Aim of the task:
Exactly reproduce the lines from the top of the entries below through the line containing "-383,7 +400,11 @@ class", with both ends included.

========

PR #2053, opened 2024-12-14
multiple markers with one icon

Conengmo:
This is an exploration of an idea.

Allow using one Icon object for multiple markers by:
- separating the icon Javascript object creation from setting it on the marker
  - by having a method that allows registering a marker to an icon
- making sure setting it on the markers happens after all markers are created

Test it out with:

```
m = Map((0, 0))
icon = Icon(icon='music')
Marker((0, 0), icon=icon).add_to(m)
Marker((0, 1), icon=icon).add_to(m)
```

We could extend this to all marker and icon like classes. This does not apply to popups and tooltips, since those are not exclusively used markers, which icons are.

### DIFF
--- a/folium/map.py
+++ b/folium/map.py
@@ -271,7 +271,6 @@ class Icon(MacroElement):
             var {{ this.get_name() }} = L.AwesomeMarkers.icon(
                 {{ this.options|tojavascript }}
             );
-            {{ this._parent.get_name() }}.setIcon({{ this.get_name() }});
         {% endmacro %}
         """
     )
@@ -321,6 +320,24 @@ class Icon(MacroElement):
             extra_classes=f"fa-rotate-{angle}",
             **kwargs,
         )
+
+    class SetIcon(MacroElement):
+        """Set the icon of a marker after both are created."""
+        _template = Template("""
+            {% macro script(this, kwargs) %}
+                {{ this.marker.get_name() }}.setIcon({{ this.icon.get_name() }});
+            {% endmacro %}
+        """)
+
+        def __init__(self, marker: 'Marker', icon: 'Icon'):
+            super().__init__()
+            self._name = "SetIcon"
+            self.marker = marker
+            self.icon = icon
+
+    def register_marker(self, marker: "Marker") -> None:
+        """Register a marker to use this icon, so one icon can have multiple markers."""
+        self.add_child(Icon.SetIcon(marker=marker, icon=self))
 
 
 class Marker(MacroElement):
@@ -383,7 +400,11 @@ class Marker(MacroElement):
         self.options = remove_empty(
             draggable=draggable or None, autoPan=draggable or None, **kwargs
         )
+        self.icon: Optional[Icon] = None
         if icon is not None:
+            # here we make sure the icon is rendered after the last marker that needs it
+            if icon._parent is not None:
+                del icon._parent._children[icon.get_name()]
             self.add_child(icon)
             self.icon = icon
         if popup is not None:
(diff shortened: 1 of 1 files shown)


folium/map.py
```diff
@@ -322,6 +321,24 @@ def __init__(
...
+            {% endmacro %}
+        """)
+
+        def __init__(self, marker: 'Marker', icon: 'Icon'):
+            super().__init__()
+            self._name = "SetIcon"
+            self.marker = marker
+            self.icon = icon
+
+    def register_marker(self, marker: "Marker") -> None:
```
hansthen, line 338: To me it would feel more natural to have a `setIcon` method on `Marker` (which does the same thing).

folium/map.py
```diff
@@ -383,7 +400,11 @@ def __init__(
         self.options = remove_empty(
             draggable=draggable or None, autoPan=draggable or None, **kwargs
         )
+        self.icon: Optional[Icon] = None
         if icon is not None:
+            # here we make sure the icon is rendered after the last marker that needs it
```
hansthen, line 405: It feels more natural to make SetIcon a child of Marker and add the Icon to the map instead of to the Marker.

folium/map.py
```diff
@@ -383,7 +400,11 @@ def __init__(
...
+            if icon._parent is not None:
+                del icon._parent._children[icon.get_name()]
             self.add_child(icon)
```
hansthen, line 408: In my proposal, the Icon could be added to the map (or to the parent of the Marker). We can keep this line to avoid breaking backwards compatibility. I am not sure if `add_child` is idempotent. In general I think for `Folium` at least it should be.

folium/map.py
```diff
@@ -383,7 +400,11 @@ def __init__(
...
             self.icon = icon
```
hansthen, line 409: If you follow my setIcon proposal, we could call it here.

hansthen:
> This is an exploration of an idea.
This is a **great** idea. I really like this proposal. It is very pragmatic and solves the immediate reported issue. In the review are a few suggestions, mainly to add the generated icon to the map, instead of the Marker. I think it will make the resulting code simpler.

User code would be like this:

```
m = Map((0, 0))
icon = Icon(icon='music').add_to(m)
Marker((0, 0), icon=icon).add_to(m)
Marker((0, 1), icon=icon).add_to(m)
```

Conengmo:
Thanks for your review! I'll take a look at it next!

Conengmo:
I've been messing around with your suggestions, but I haven't figured it out so far. When I was working on this two weeks ago, I actually began with trying to solve this in the `Marker` class, but couldn't figure it out. Maybe you'd like to play around with your idea a bit, see if you can get it to work?

We have make sure the `setIcon` JS call is always called **after** both the `Icon` and the `Marker` have been initialized in JS. This should be true for multiple cases:

- Creating an Icon, creating a Marker with the icon argument
- Creating a Marker, creating an Icon, adding the icon to the marker with `icon.add_to(marker)`.
- Creating a Marker, creating an Icon, adding the icon to the marker with `marker.add_child(icon)`.

Currently, Branca/Folium don't check if an element was already added to another element. That means we'll get duplicates if multiple markers add the same icon object to their parent/map/figure.

Conengmo:
Alright let's simplify a bit and only support icon reuse when the `Marker(icon=icon)` argument is used.

Conengmo:
It could actually work the same as `Layer`. Where in the `render` method, we add an `Element` to `Figure.script` that combines the marker and icon. If we do that after all children of Marker are rendered, we are guaranteed both icon and marker JS objects exist. Additional component is we have to make sure the icon is rendered only once, we can because `Figure.script` contains key names that we can check in.

Conengmo:
Close in favor of https://github.com/python-visualization/folium/pull/2068

PR #2057, opened 2024-12-17
unique option for folium.plugin.draw

NaoCoding:
Add `unique` option when developers want their Folium web can only draw one object at a time.
This option will automatically remove previous drawn object when `draw:created`

The reason I write this option is because I was using the `draw` for user to select specific area.
However, the current `draw` will not delete last drawn object.
In some cases, this option may help and improve the user experience for the visitors of the website.
It may also help developers since they don't need to modify the source code (or template) by themselves according to their needs.

Below video capture is the example while activating this option.

https://github.com/user-attachments/assets/a04bd2c8-9a78-495c-b6a7-548bb89d2f8e

### DIFF
--- a/folium/plugins/draw.py
+++ b/folium/plugins/draw.py
@@ -31,6 +31,10 @@ class Draw(JSCSSMixin, MacroElement):
     on : dict, optional
         Event handlers to attach to the created layer. Pass a mapping from the
         names of the events to their `JsCode` handlers.
+    unique : bool , default False
+        Set if the draw object should only exist one at a time.
+        Automatically delete the last drawn object, ensure the map will only exist one draw object at a time.
+        This option can sometimes increase user experience in specific conditions since they won't need to keep deleting last drawn object.
 
     Examples
     --------
@@ -51,6 +55,7 @@ class Draw(JSCSSMixin, MacroElement):
     ...     """
     ...         )
     ...     },
+            unique=False
     ... ).add_to(m)
 
     For more info please check
@@ -92,6 +97,8 @@ class Draw(JSCSSMixin, MacroElement):
                 });
                 {%- endif %}
 
+                
+
                 {%- for event, handler in this.on.items()   %}
                 layer.on(
                     "{{event}}",
@@ -101,6 +108,11 @@ class Draw(JSCSSMixin, MacroElement):
                 drawnItems_{{ this.get_name() }}.addLayer(layer);
             });
             {{ this._parent.get_name() }}.on('draw:created', function(e) {
+                {%- if this.unique %}
+                for(const k in drawnItems_{{ this.get_name() }}._layers){
+                    drawnItems_{{ this.get_name() }}.removeLayer(drawnItems_{{ this.get_name() }}._layers[k])
+                }
+                {%- endif %}
                 drawnItems_{{ this.get_name() }}.addLayer(e.layer);
             });
 
@@ -144,6 +156,7 @@ class Draw(JSCSSMixin, MacroElement):
         draw_options=None,
         edit_options=None,
         on=None,
+        unique=False,
     ):
         super().__init__()
         self._name = "DrawControl"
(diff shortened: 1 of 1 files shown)


hansthen (commented):
I am a bit hesitant to accept this pull request. 

The changes made inside the plugin could also be implemented in client code, by adding an event handler. I can try to come up with an example on how to do this.

NaoCoding:
I totally understand your hesitate, and I completely agree with your subsequent decision.

The main reason I send this pull request was I consider that if an option can fulfill the whole function easily, 
it may help or make the develop progress faster and easier for people who is using Folium for their first time in the future.

hansthen:
> I totally understand your hesitate, and I completely agree with your subsequent decision.
> 
I have not made up my mind yet. It all depends on how easy or difficult this is in client code. If I can implement this in client code easily and cleanly, we can add it to the documentation, which also will help new users.

martinfleis:
@hansthen Event handler requires writing JavaScript no? IMHO simce the point of folium is to generate leaflet maps using Python, anything that removes reliance on typing JS is in scope.

hansthen:
@martinfleis I can certainly see the allure of not having to write any Javascript :-) However, there is a potentially unlimited number of use cases that could be included in Folium for that reason. Since Folium is maintained by volunteers we also try to keep the codebase small. So far my (not very well thought out) rule of thumb has been that we keep Folium a thin wrapper around Leaflet. That implies that we do not add any functionality that is not already in Leaflet, especially if the functionality can also be achieved using existing means.

With this in mind what would you recommend to me? Should I change my rule of thumb? Or just make an exception in this case? I am really of two minds regarding this, since in this case the JsCode needs to refer to other Elements, which makes it a rather ugly solution.

hansthen:
@NaoCoding Can you have a look at this example? I think it does the same as your Pull Request, but using only client code. As said, I am not really happy with it, because of the string interpolation. 

```
      import streamlit as st
      m = folium.Map(
          location=[39.949610, -75.150282],
          zoom_start=5,
      )
      items = folium.FeatureGroup()
      items.add_to(m)
  
      draw_plugin = Draw(
          export=False,
          feature_group=items,
          show_geometry_on_click=False
      )  
      draw_plugin.add_to(m)
  
      # We need a dict here, because we cannot used named
      # parameters for event names with colons in them.
      handlers = {
          "draw:created":
              JsCode("""
                  (e) => {
                      var features = %s;
                      for(const k in features._layers){
                          var layer = features._layers[k];
                          if(layer !== e.layer) {
                              drawnItems.removeLayer(layer);
                          }
                      }
                  }
              """ % items.get_name()),
      }
      m.on(**handlers)
```

NaoCoding:
> @NaoCoding Can you have a look at this example? I think it does the same as your Pull Request, but using only client code. As said, I am not really happy with it, because of the string interpolation.
> 
> ```
> import streamlit as st
> from folium.plugins import Draw    
> m = folium.Map(
>     location=[39.949610, -75.150282],
>     zoom_start=5,
> )
> items = folium.FeatureGroup()
> items.add_to(m)
>   
> draw_plugin = Draw(
>     export=False,
>     feature_group=items,
>     show_geometry_on_click=False
> )  
> draw_plugin.add_to(m)
>   
> # We need a dict here, because we cannot used named
> # parameters for event names with colons in them.
> handlers = {
>     "draw:created":
>         JsCode("""
>             (e) => {
>                 var features = %s;
>                 for(const k in features._layers){
>                     var layer = features._layers[k];
>                     if(layer !== e.layer) {
>                         drawnItems.removeLayer(layer);
>                     }
>                 }
>             }
>         """ % items.get_name()),
> }
> m.on(**handlers)
> ```

Yes, I think the code do the same thing.

martinfleis:
> So far my (not very well thought out) rule of thumb has been that we keep Folium a thin wrapper around Leaflet.

yeah , that is fair.

hansthen:
I am closing this Pull Request. The requested functionality is not part of Leaflet and can be implemented using the existing mechanism for event handlers.

PR #156, opened 2016-05-24
Adding a page that will list Mispackaged packages ordered by last BZ comment

torsava:
Hi! This is a preview, it's not yet ready to be merged.

The data/DB scheme and loading of the data should be complete.

Now I just need to display it, but that'll have to wait till tomorrow.


encukou:
Looks good! two nitpicks:

* Could you name the column `last_update`? I think we can be specific here. (Using `note` for bug statuses was a bit of a mistake)
* In the JSON, could you use a RFC 3339 format (`YYYY-MM-DD HH:MM:SS`, generated with `str(datetime_value)`)? It's way more readable than a numeric timestamp.

torsava:
Are you in Amsterdam right now? :)

> Could you name the column last_update? I think we can be specific here. (Using note for bug statuses was a bit of a mistake)

Consider it done.

> In the JSON, could you use a RFC 3339 format (YYYY-MM-DD HH:MM:SS, generated with str(datetime_value))? It's way more readable than a numeric timestamp.

I was a bit stumped that DateTime isn't JSON serializable, so I chose the timestump which was easiest. I will switch it to the string, no problem.

torsava:
I rebased the commits, now they should adhere to your notes.

Take a look into `htmlreport.py`. I'm using a `@property` of Package called `last_link_update` to get the date of the last BZ comment. However, it is not possible to sort on properties in SQLAlchemy unless you write the property as a `@hybrid_property` in SQL expressions, which I'm not certain is possible in this case. Therefore I'm sorting it using Python, which is quite straight forward if possibly a bit slower.

As the page will be cached anyway I think this is ok, however, if you disagree I can bash my head against it some more. :)

portingdb/htmlreport.py
```diff
@@ -588,6 +589,82 @@ def ascending(p):
...
+    if requested:
+        # Filter only to packages where maintainer requested a patch
+        mispackaged = [pkg for pkg in mispackaged
+                if "https://bugzilla.redhat.com/show_bug.cgi?id=1333765"
+                in pkg.list_tracking_bugs]
+
+    # Sorting the packages based on their last_link_update
+    #   Note that sorting through the database is problematic, because
+    #   to sort on a @property you need to create a @hybrid_property which
+    #   needs to be written as sort of an SQL expression
```
encukou: I don't think that's true, you can sort by joining a table and sorting on it. `@hybrid_property` just makes some cases more convenient.
Anyway, it doesn't matter that much if sorting is done in SQL or Python.

dnf-plugins/py3query.py
```diff
@@ -268,7 +269,14 @@ def bug_namegetter(bug):
                 status = bug.status
                 if bug.resolution:
                     status += ' ' + bug.resolution
-                r.setdefault('links', {})['bug'] = [bug.weburl, status]
+                # Let's get the datetime of the last comment
+                last_comment_datetime = None
+                if bug.comments:
```
encukou: This makes a new request to Bugzilla for every bug. That's quite slow and inefficient.
Could you add `last_change_time` to `include_fields` above, and use `bug.last_change_time`? It's "last activity" rather than "last commit", but it's much cheaper to get.

portingdb/htmlreport.py
```diff
@@ -588,6 +589,82 @@ def ascending(p):
...
+
+    # Packages without a BZ report will be last
+    nonevalue = datetime.datetime.utcnow()
+    mispackaged = sorted(mispackaged,
```
encukou: mispackaged is a list, so you can call its `sort()` method rather than creating a new list.

portingdb/htmlreport.py
```diff
@@ -588,6 +589,82 @@ def ascending(p):
...
+        mispackaged = [pkg for pkg in mispackaged
+                if "https://bugzilla.redhat.com/show_bug.cgi?id=1333765"
+                in pkg.list_tracking_bugs]
+
+    # Sorting the packages based on their last_link_update
+    #   Note that sorting through the database is problematic, because
+    #   to sort on a @property you need to create a @hybrid_property which
+    #   needs to be written as sort of an SQL expression
+
+    # Packages without a BZ report will be last
```
encukou: Why is this? I think they should be hidden, or given a separate section. From the page it's not clear why there's suddenly no date for a bunch of packages.

portingdb/load.py
```diff
@@ -234,7 +239,7 @@ def load_from_directories(db, directories):
                 v['type'] = 'bug'
         print(set(v['type'] for v in values))
         bulk_load(db, values, tables.Link.__table__,
-                  key_columns=['collection_package_id', 'url'])
+                  key_columns=['collection_package_id', 'url', 'last_update'])
```
encukou: `last_update` shouldn't be here. The `collection_package_id`/`url` combination should be unique by itself.

portingdb/tables.py
```diff
@@ -139,6 +139,12 @@ def nonblocking(self):
     def list_tracking_bugs(self):
         return [tb.url for cp in self.collection_packages for tb in cp.tracking_bugs]
 
+    @property
+    def last_link_update(self):
+        values = [link.last_update for cp in self.collection_packages
+                for link in cp.links if link.last_update is not None]
+        return values[0] if values else None
```
encukou: Nitpick: I don't think this is one of the rare cases where the if-else operator is better than a full if statement.

portingdb/tables.py
```diff
@@ -308,6 +314,10 @@ class Link(TableBase):
     note = Column(
         Unicode(), nullable=True,
         doc='Type-specific note about the link')
+    last_update = Column(
+        DateTime(), nullable=True,
+        doc='Type-specific datetime field')
```
encukou: Please also update the doc :)

portingdb/templates/index.html
```diff
@@ -55,7 +55,11 @@ <h2 id="in-progress">Porting in Progress</h2>
             {% if mispackaged_packages %}
                 <h2 id="mispackaged">Mispackaged packages</h2>
                 <div>
-                    {{ len(mispackaged_packages) }} packages were found to have some kind of packaging problem:
+                    {{ len(mispackaged_packages) }} packages were found to have some kind of packaging problem.
+                </div>
+                <div>
+                    To find the best package to port, see <a href="{{ url_for('mispackaged') }}">packages ordered by last BugZilla comment</a>.<br/>
```
encukou: Why do you spell Bugzilla with a capital Z?

portingdb/templates/mispackaged.html
```diff
@@ -0,0 +1,56 @@
...
+    <div class="col-md-12">
+        <h1>Mispackaged packges</h1>
+        <p>
+            {% if not requested %}
+                You can see <i>all packages</i> or <a href="{{ url_for('mispackaged', requested=1) }}">packages where the maintainer requested a patch</a>.
+            {% else %}
+                You can see <a href="{{ url_for('mispackaged') }}">all packages</a> or <i>packages where the maintainer requested a patch</i>.
+            {% endif %}
+        </p>
+        <ul class="simple-pkg-list">
```
encukou: Could you use `<table>` for the table?

portingdb/htmlreport.py
```diff
@@ -588,6 +589,82 @@ def ascending(p):
...
+    # Render the page, pass the data
+    return render_template(
+        'mispackaged.html',
+        breadcrumbs=(
+            (url_for('hello'), 'Python 3 Porting Database'),
+            (url_for('mispackaged'), 'Mispackaged'),
+        ),
+        requested=bool(requested),
+        mispackaged=mispackaged,
+        ago=ago,
```
encukou: It would be a bit cleaner to use `ago` as a filter, see `app.jinja_env.filters` below.

portingdb/templates/mispackaged.html
```diff
@@ -0,0 +1,56 @@
...
+                    {{ pkglink(pkg) }}
+                    {% if not requested and
+                            "https://bugzilla.redhat.com/show_bug.cgi?id=1333765"
+                            in pkg.list_tracking_bugs %}
+                       (patch requested by maintainer)
+                    {% endif %}
+                    </span>
+
+                    {% if pkg.last_link_update %}
+                        {{ ago(pkg.last_link_update) }}
```
encukou: Could you use [`<time>`](https://developer.mozilla.org/en-US/docs/Web/HTML/Element/time) here?
Also, a way to see the full datetime would be helpful. Maybe a tooltip with [`title`](https://developer.mozilla.org/en-US/docs/Web/HTML/Global_attributes/title)?

portingdb/htmlreport.py
torsava: My thinking is thus: There really shouldn't be any bugs without a BZ report, so list them last so people are least likely to go work on them for the short while while they are bugless. But I don't like hiding them, I don't think it's necessary.

I plan to make a script (like upstream-idle) which automatically finds all such bugs and reports them to us for bug filing during the update process.

dnf-plugins/py3query.py
torsava: That would mean that if someone changes some little detail—for example if we change the Blocks field it—looks like it's active. I'll try to measure how much slower this makes the execution, because I don't remember it being that significant, but maybe it was.

portingdb/htmlreport.py
torsava: Well, it's a bit problematic, because some packages have more Link-bug fields, some of which are Null on the last_update and some of which are not, and some packages just have a Link-bug with a Null on last_update. I'll remove the comment if it doesn't matter if I sort it in Python anyway.

portingdb/htmlreport.py
torsava: If not requested: then it's not yet a list, though I could make it so in an else branch above to avoid making two lists. I'll do that.

portingdb/htmlreport.py
torsava: Ok, I'll look into those!

portingdb/load.py
torsava: Roger.

portingdb/tables.py
torsava: Well, I don't believe there is a rarity of such cases, but I'll conform to your opinion as it is your code base. :)

portingdb/tables.py
torsava: Noted.

portingdb/templates/index.html
torsava: Huh, now you stumped me. I think it has to do with my love for CamelCase that somehow made me believe it was the official spelling of the name. :-o

It shall be rectified!

portingdb/templates/mispackaged.html
torsava: Hm, you can have a <li> elements inside a <table>? I'll investigate.

portingdb/templates/mispackaged.html
torsava: I'll make it so!

portingdb/htmlreport.py
```diff
@@ -588,6 +589,82 @@ def ascending(p):
...
+    """Displays roughly how long ago the date was in a human readable format"""
+    now = datetime.datetime.utcnow()
+    diff = now - date
+
+    # Years
+    if diff.days >= 365:
+        if diff.days >= 2 * 365:
+            return "{} years ago".format(math.floor(diff.days / 365))
+        else:
+            return "a year ago"
```
hroncok: 365+364 days is still a year ago?

torsava:
Thanks for all the notes, I shall work them in on Monday!

portingdb/templates/mispackaged.html
hroncok: Yes, you can.

portingdb/htmlreport.py
torsava: Technically yeah. I didn't work in rounding for the years as you really don't need a big precision there. The point of the list is ordering by time, the specific values are just for quick orientation. I'm open to PRs if you think it's important :)

portingdb/templates/mispackaged.html
torsava: Hm, I don't know why but I was pretty sure you couldn't. Probably IE5.5 for which I started writing HTML didn't display it correctly and thus my memory cemented this as impossible. :)

hroncok: http://www.w3schools.com/tags/tryit.asp?filename=tryhtml_table_elements

torsava: Well of course you can do that. But we need to put each `<li>` inside its own `<td>`, that means the `<ul>` will have to encompass the whole `<table>`. That I was instinctively sure cannot be done, but again, I learned HTML against the IE5.5 which was the most horrible browser on the planet. :)

dnf-plugins/py3query.py
encukou: Yes, `last_change_time` might be even better than last commit. It's definitely not worse, IMO.

portingdb/htmlreport.py
encukou: OK, that works.

portingdb/templates/mispackaged.html
encukou: Don't use `<li>` at all. See how the in-progress table on the main page, or the dependency table on package pages, are done.

torsava: Oh right, of course! Sorry, my brain wasn't fully turned on on Saturday morning.

dnf-plugins/py3query.py
torsava: Ok, I will put that in.

torsava:
Hopefully this addresses all the issues!

torsava:
@encukou When you feel it's ready, please just leave a note, I'd like to do the merge and deployment.

portingdb/templates/mispackaged.html
```diff
@@ -0,0 +1,70 @@
...
+{%- endblock titlecontent %}
+
+{% block style %}
+{{ super() }}
+
+body {
+  /*font: 10px sans-serif;*/
+}
+
+{% endblock style %}
```
encukou: This block is no longer needed.

encukou:
Looks good, just remove `{% block style %}` in `mispackaged.html`.
Once that's fixed, please merge with a merge commit (`--no-ff`), so it's apparent that all the commits are related.

portingdb/templates/mispackaged.html
torsava: It looks like I can safely remove all that except the first line: `{% extends "_base.html" %}`.

If I remove that, I get an error: `jinja2.exceptions.UndefinedError: 'pkglink' is undefined`, because the `pkglink` macro is defined there. Thus I think the first line should stay on.

torsava:
Merged, thanks for the review and guidance!

I'll push it to production with tomorrow's update.

PR #157, opened 2016-05-31
New cli.py script: bugless-mispackaged

torsava:
This will find mispackaged packages that are without a Bugzilla report.

It should be used after portingdb update each day like `upstream-idle`.


encukou:
Looks good, please merge!

torsava:
Merged, thanks!

PR #159, opened 2016-06-13
Package page: Added last_update and PY3PATCH-REQUESTED indicators

torsava:
There might be a better place to put the REQUESTED text, so if you think of something, let me know please.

========

Solution for this exercise:
PR #2053, opened 2024-12-14
multiple markers with one icon

Conengmo:
This is an exploration of an idea.

Allow using one Icon object for multiple markers by:
- separating the icon Javascript object creation from setting it on the marker
  - by having a method that allows registering a marker to an icon
- making sure setting it on the markers happens after all markers are created

Test it out with:

```
m = Map((0, 0))
icon = Icon(icon='music')
Marker((0, 0), icon=icon).add_to(m)
Marker((0, 1), icon=icon).add_to(m)
```

We could extend this to all marker and icon like classes. This does not apply to popups and tooltips, since those are not exclusively used markers, which icons are.

### DIFF
--- a/folium/map.py
+++ b/folium/map.py
@@ -271,7 +271,6 @@ class Icon(MacroElement):
             var {{ this.get_name() }} = L.AwesomeMarkers.icon(
                 {{ this.options|tojavascript }}
             );
-            {{ this._parent.get_name() }}.setIcon({{ this.get_name() }});
         {% endmacro %}
         """
     )
@@ -321,6 +320,24 @@ class Icon(MacroElement):
             extra_classes=f"fa-rotate-{angle}",
             **kwargs,
         )
+
+    class SetIcon(MacroElement):
+        """Set the icon of a marker after both are created."""
+        _template = Template("""
+            {% macro script(this, kwargs) %}
+                {{ this.marker.get_name() }}.setIcon({{ this.icon.get_name() }});
+            {% endmacro %}
+        """)
+
+        def __init__(self, marker: 'Marker', icon: 'Icon'):
+            super().__init__()
+            self._name = "SetIcon"
+            self.marker = marker
+            self.icon = icon
+
+    def register_marker(self, marker: "Marker") -> None:
+        """Register a marker to use this icon, so one icon can have multiple markers."""
+        self.add_child(Icon.SetIcon(marker=marker, icon=self))
 
 
 class Marker(MacroElement):
@@ -383,7 +400,11 @@ class Marker(MacroElement):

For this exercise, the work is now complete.